Disjunction Truth Table
Disjunction truth table shows the truth values of the disjunction statement (p ∨ q) based on the truth values of p and q.
p | q | p v q |
|---|---|---|
T | T | T |
T | F | T |
F | T | T |
F | F | F |
Conjunction Truth Table
Conjunction truth table shows the truth values of the conjunction statement (p ∧ q) based on the truth values of p and q.
p | q | p ∧ q |
|---|---|---|
T | T | T |
T | F | F |
F | T | F |
F | F | F |
Conditional Truth Table
Conditional truth table shows the truth values of the conditional statement (p → q) based on the truth values of p and q.
p | q | p → q |
|---|---|---|
T | T | T |
T | F | F |
F | T | T |
F | F | T |
Biconditional Truth Table
Biconditional truth table shows the truth values of the biconditional statement (p ↔ q) based on the truth values of p and q.
p | q | p ↔ q |
|---|---|---|
T | T | T |
T | F | F |
F | T | F |
F | F | T |
Conclusion
Compound statements are a fundamental concept in mathematical logic and reasoning.
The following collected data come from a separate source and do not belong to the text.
Issue #53, opened 2020-08-15
15/08/2020: Idea for Template - languages other than English


beatrizmilz:
Hi!
I would like to say an idea.
I think it would be good to show in the pages of Glosario of other languages rather than English, the term in English aswell.

A example situation to ilustrate: Gabriela speaks portuguese. She is reading a tutorial about R in english and she wants to know what is a `current working directory`. She opens the Glosario in portuguese ( https://carpentries.github.io/glosario/pt/ ) and tries to find it. But in portuguese this term is `diretório de trabalho` , and does not find the definition. If glosario also showed the term in English (because is the language most used in tutorials, courses, books), it would be easier to find. 

Example: 
![image](https://user-images.githubusercontent.com/42153618/90314707-21dcfb80-deec-11ea-978d-c4f6ba804d73.png)

I'm not sure if this goes out of the scope of Glosario, is just an idea that I think it could make easier to people consult Glosario while studying DS. 

Thank you!

beatrizmilz:
GitHub added the label of bug, but it's just a idea. I'm not able to chage the label

elletjies:
@all-contributors please add @beatrizmilz question

PR #73, opened 2020-08-28
A proposal for project decision-making

gvwilson:
Please add thoughts in the thread below.


GOVERNANCE.md
```diff
@@ -0,0 +1,81 @@
...
+    After 10 minutes or when no one has anything further to add (whichever comes
+    first), the facilitator calls for a yes-or-no vote on the question: "Should
+    we implement this decision over the stated objections?"  If a majority votes
+    "yes" the proposal is implemented.  Otherwise, the proposal is returned to
+    the sponsor for further work.
+
+## Suffrage
+
+1.  The following people are currently voting members of this project:
+    -   [Ian Flores Siaca](https://audassimus.com/)
```
ian-flores, line 56: My page is ianfs.dev

GOVERNANCE.md
```diff
@@ -0,0 +1,81 @@
...
+    -   [Zhian Kamvar](https://zkamvar.netlify.app/)
+    -   [François Michonneau](https://francoismichonneau.net/)
+    -   [Greg Wilson](http://third-bit.com/)
+
+2.  To become a voting member:
+    1.  A current member must sponsor a proposal to add the candidate.
+    2.  That proposal must pass as outlined in the "Making Decisions" section of
+        this page.
+
+3.  Voting members may resign from the project at any time, or lose their vote
```
ian-flores, line 66: Would this be by 50% as well?

GOVERNANCE.md
```diff
@@ -0,0 +1,81 @@
...
+    if a proposal to that effect is passed as outlined in the "Making Decisions"
+    section of this page.
+    1.  A proposal to remove someone's vote may not contain any other business.
+    2.  Each person must be the subject of a separate proposal.
+    3.  The person in question has the right to vote on the proposal to remove
+        their vote.
+
+## Recording Decisions
+
+Proposals that have been accepted are listed below in reverse chronological
```
ian-flores, line 76: Do we want to list them here? How to keep track of it? Manual?

gvwilson: Yes and yes until the group decides on something else, such as a wiki page in the GitHub repo or a separate `RESOLUTIONS.md` file (both of which feel like overkill for now).

GOVERNANCE.md
gvwilson: Yes - usual rules apply.

GOVERNANCE.md
gvwilson: Thanks.

GOVERNANCE.md
```diff
@@ -0,0 +1,81 @@
...
+
+5.  If all of the group likes or can live with the proposal, it is immediately
+    accepted with no further discussion.
+
+6.  If most of the group is uncomfortable with the proposal, it is postponed for
+    further rework by the sponsor.
+
+7.  If any members are uncomfortable they can briefly state their objections.  A
+    timer is then set for a brief discussion moderated by the facilitator.
+    After 10 minutes or when no one has anything further to add (whichever comes
```
zkamvar, line 47: I think this is a good standard for our current group size, but the time limit here does present a barrier for those who are not able to communicate fluently (e.g. those who have disabilities related to verbal communication and/or are not relatively comfortable speaking in English). I would suggest to use a modification from the text for Martha's rules of something like "during roll call, members will state how much time they reasonably require for comments. For example, an abled English speaker may request 2 minutes as reasonable." This way, we can be equitable for any members who require more time to speak.

_includes/glossary.html
```diff
@@ -21,7 +21,7 @@
 {%- for slug in actual -%}
   {% assign item = gloss | where: "slug", slug | first %}
   {% if item[language] %}
-  <dt id="{{item.slug}}">{{item[language].term}}</dt>
+<dt id="{{item.slug}}">{{item[language].term}} {% if language != 'en' %}<span class="in-english">(in English: {{item['en'].term}})</span>{% endif %}</dt>
```
gvwilson, line 24: 1. I don't know why this diff is showing up - `master` has this line and so does the `governance` branch.
2. Why are we giving special status to English?

glossary.yml
```diff
@@ -832,6 +838,11 @@
     def: >
       The folder or directory location that the program is operating in. Any action
       taken by the program occurs relative to this directory.
+  pt:
+    term: "diretório de trabalho"
```
gvwilson, line 842: I don't know why these diffs are showing up - they're in `master` and in `governance`, so they...shouldn't?

GOVERNANCE.md
```diff
@@ -0,0 +1,86 @@
...
+    -   Who can live with the proposal?
+    -   Who is uncomfortable with the proposal?
+
+5.  If all of the group likes or can live with the proposal, it is immediately
+    accepted with no further discussion.
+
+6.  If most of the group is uncomfortable with the proposal, it is postponed for
+    further rework by the sponsor.
+
+7.  If any members are uncomfortable:
```
gvwilson, line 45: Amended as per @zkamvar's comments.

_includes/glossary.html
zkamvar: This line was hoovered in c9aad1005fd4af15a88a5236f221f5d6a45704f7, which is from https://github.com/carpentries/glosario/pull/56 as a potential solution to #53.

GOVERNANCE.md
```diff
@@ -42,13 +42,18 @@ to date.
...
-    first), the facilitator calls for a yes-or-no vote on the question: "Should
-    we implement this decision over the stated objections?"  If a majority votes
-    "yes" the proposal is implemented.  Otherwise, the proposal is returned to
-    the sponsor for further work.
+7.  If any members are uncomfortable:
+    1.  They can briefly state their objections and tell the facilitator how
+        much time they reasonably require to make comments.
+    1.  The facilitator then sets a time limit for discussion at 10 minutes
+        plus whatever upward adjustment needed to meet any special needs
+        participants may have.
```
zkamvar, line 50:
```suggestion
        plus whatever upward adjustment needed to accommodate for any barriers
        to verbal communication.
```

When we apply connectives to the simple statements, the compound statements give more possibilities to develop complex and deeper expressions. Understanding different types of compound statements like negation, disjunction, conjunction, conditional and biconditional will help primarily in the analysis and logical manipulation of the relationships.
Truth tables are a way of systematically finding out the truth value of compound statements and from the truth value of their individual components, thus making them a very useful tool in solving logic problems and helping the thinking process.
Examples of Compound Statements
Example 1: Let p be the statement "It is raining" and q be the statement "The grass is wet." Determine the truth value of the following compound statements:
a) ¬p
b) p ∨ q
c) p ∧ q
d) p → q
e) p ↔ q
Solution:
a) ¬p: The negation of "It is raining" is "It is not raining." If p is false (it is not raining), then ¬p is true.
b) p ∨ q: The disjunction of "It is raining" and "The grass is wet" is "It is raining or the grass is wet (or both)." If at least one of the statements is true, then p ∨ q is true.
c) p ∧ q: The conjunction of "It is raining" and "The grass is wet" is "It is raining and the grass is wet." Both statements must be true for p ∧ q to be true.
d) p → q: The conditional statement "If it is raining, then the grass is wet" is true unless it is raining and the grass is not wet.
e) p ↔ q: The biconditional statement "It is raining if and only if the grass is wet" is true only when both statements have the same truth value (both true or both false).
Example 2: Let p be the statement "The number is even" and q be the statement "The number is divisible by 3." Determine the truth value of the following compound statements for the number 6.
a) ¬p
b) p ∨ q
c) p ∧ q
d) p → q
e) p ↔ q
Solution:
For number 6:
p is true (6 is an even number)
q is false (6 is not divisible by 3)
a) ¬p: The negation of "The number is even" is "The number is not even," which is false for 6.
b) p ∨ q: The disjunction of "The number is even" and "The number is divisible by 3" is true for 6 since 6 is an even number.
c) p ∧ q: The conjunction of "The number is even" and "The number is divisible by 3" is false for 6 since 6 is not divisible by 3.
d) p → q: The conditional statement "If the number is even, then the number is divisible by 3" is false for 6 since 6 is an even number but not divisible by 3.
e) p ↔ q: The biconditional statement "The number is even if and only if the number is divisible by 3" is false for 6 since the two statements have different truth values.